How did you come on board "Archive 81?" Were you familiar with the podcast or was this entirely new to you?

I was brought on by Netflix and Atomic Monster to develop this podcast. I had not listened to it beforehand. I'm more of a news podcast person. I haven't listened to a lot of fiction podcasts, so it was new to me, but the premise of it — found footage, supernatural — those are all things that are very much in my wheelhouse. I [came] to writing from filmmaking. I went to film school. I have my own archive of tapes. I used to carry a camera around everywhere I went, so I felt like this was very much a project that I felt very close to the characters, in a way. I was able to ... come on board and I picked out all my ideas, and then we went forward from there. It's definitely everything I love about a good genre story.

You had done sort of these experimental films in film school, including one where you had a woman dreaming about eating her own head. Have you got to play with what you were doing in college and this project?

Yeah, very much so. I was a very geeky film student at UCLA. I made some experimental films. I was very interested in camera effects ... rolling the film backs and then double exposing. Stuff like that, it's super geeky stuff, which is something I did. We're living in a digital world now, but in the series, [we] definitely got a chance to play with a lot of formats that I used to use. I used to shoot stuff on eight millimeter film, 16 millimeter film, high video, which is what Melody uses in the show.
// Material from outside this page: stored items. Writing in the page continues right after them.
PR #1959, opened 2022-07-26
Add GraalVM native-image configuration

mhalbritter:
This allows HikariCP to be used in a GraalVM native image without additional configuration.

The JSON configuration files have been generated by running 'run-tests-with-agent.sh', which executes the test suite with the native-image-agent attached and then generates the configuration metadata located in src/main/resources.

References:

* https://www.graalvm.org/22.1/reference-manual/native-image/Agent/
* https://www.graalvm.org/22.1/reference-manual/native-image/Reflection/

### DIFF
--- a/pom.xml
+++ b/pom.xml
@@ -250,6 +250,9 @@
          <resource>
             <directory>target/classes</directory>
          </resource>
+         <resource>
+            <directory>src/main/resources</directory>
+         </resource>
       </resources>
 
       <plugins>
@@ -653,6 +656,31 @@
                <scope>test</scope>
             </dependency>
          </dependencies>
+      </profile>
+
+      <profile>
+         <id>native</id>
+         <build>
+            <plugins>
+               <plugin>
+                  <groupId>org.graalvm.buildtools</groupId>
+                  <artifactId>native-maven-plugin</artifactId>
+                  <version>0.9.13</version>
+                  <extensions>true</extensions>
+                  <configuration>
+                     <agent>
+                        <options>
+                           <option>experimental-conditional-config-part</option>
+                        </options>
+                        <options name="test">
+                           <option>access-filter-file=${project.basedir}/native/access-filter.json</option>
+                           <option>caller-filter-file=${project.basedir}/native/caller-filter.json</option>
+                        </options>
+                     </agent>
+                  </configuration>
+               </plugin>
+            </plugins>
+         </build>
       </profile>
    </profiles>
 </project>
--- a/native/access-filter.json
+++ b/native/access-filter.json
@@ -1,0 +1,10 @@
+{
+  "rules": [
+    {
+      "includeClasses": "**"
+    },
+    {
+      "excludeClasses": "org.apache.logging.log4j.**"
+    }
+  ]
+}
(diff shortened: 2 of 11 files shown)


mhalbritter:
Not sure why the codecov is red, i didn't touch any code.

mhalbritter:
Hello! Any chance that this will be merged soon?

lfbayer:
Forgive my ignorance, but is it normal for the library providers to have to make changes to support GraalVM?

mhalbritter:
Thanks for asking! There are 3 possibilities for libraries:

1. ignore GraalVM and let users deal with a workaround
2. don't include GraalVM metadata and let users contribute to the [shared GraalVM reachability metadata](https://github.com/oracle/graalvm-reachability-metadata) repository. Once the metadata files are in there, all users can benefit from them
3. include the metadata files in their own source tree

It's up to you to decide how you want to handle this. GraalVM proponents would prefer option 3, but option 2. would work too. I've already contributed hints [here](https://github.com/oracle/graalvm-reachability-metadata/pull/16). I prefer the hints closer to the code which does the proxying / reflection etc. and that's why I have created the PR. But don't feel bad declining the PR if you don't want to have this metadata in your code.

lfbayer:
@mhalbritter, as a best practice generated code should generally not be committed. Is it standard practice for projects to commit all of these files directly? Is there not some maven plugin that can generate these automatically at build time?

It sounds like these files would need to be regenerated with any future code changes and it is unlikely that the maintainers would know what kind of changes would impact GraalVM metadata. I suspect this would mean someone will eventually and unwittingly cause the GraalVM metadata to be wrong.

I would prefer a solution similar to how the apache felix maven plugin generates the OSGi manifest. Felix is just a simple plugin in the pom.xml and everything is automatic.

If there is not a simpler way to support this, I would recommend your "option 2" until such a time as the GraalVM ecosystem can support a less invasive method.

mhalbritter:
These files have been originally created by running the test suite with the GraalVM agent attached. These files are only correct if the test suite has 100% coverage. The idea behind putting the GraalVM hints into the codebase is that the authors can update the hints files when changing the Java code (for example if more reflection is done). You can't easily auto-generate these GraalVM hints like you can with, for example, an OSGi manifest.

pom.xml
```diff
@@ -654,5 +657,30 @@
...
+                  <configuration>
+                     <agent>
+                        <options>
+                           <option>experimental-conditional-config-part</option>
+                        </options>
+                        <options name="test">
+                           <option>access-filter-file=${project.basedir}/native/access-filter.json</option>
+                           <option>caller-filter-file=${project.basedir}/native/caller-filter.json</option>
+                        </options>
+                     </agent>
```
linghengqian, line 679: - As a reminder, you have not configured `native/user-code-filter.json`

linghengqian: - Sorry, I noticed it in the shell script

brettwooldridge:
I would prefer the option above, "don't include GraalVM metadata and let users contribute to the [shared GraalVM reachability metadata](https://github.com/oracle/graalvm-reachability-metadata) repository. Once the metadata files are in there, all users can benefit from them." This looks pretty gross and adds to release-time headaches.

I did all sorts of weird things with that effect that took me to other formats, and we really got to use that stuff in the show. We really did shoot on high millimeter video ... we had a camera, we shot on it, we put it in the show. Some of it is post production, but a lot of it is not. It's actually that format, so it's super exciting to be honest. [We got to use] some other formats too, like the PXL 2000. It was all super exciting. It made me feel like a film student again.